● What you need to do:
All entries below are to be set down again, identical to the source.
------------------------------------------------------------------------
PR #1165, opened 2026-06-15
Fix crash on Props generic containing a shift or comparison operator

### LINKED ISSUE #78: Transformer can’t reliably parse your generic polymorphic props type
### Astro Info

```block
Astro                    v6.1.3
Node                     v24.14.1
Package Manager          pnpm
Output                   server
Adapter                  @astrojs/node
Integrations             none
```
------------------------------------------------------------------------
● Answer to this task:
PR #1165, opened 2026-06-15
Fix crash on Props generic containing a shift or comparison operator

### LINKED ISSUE #78: Transformer can’t reliably parse your generic polymorphic props type
### Astro Info

```block
Astro                    v6.1.3
Node                     v24.14.1
Package Manager          pnpm
Output                   server
Adapter                  @astrojs/node
Integrations             none
```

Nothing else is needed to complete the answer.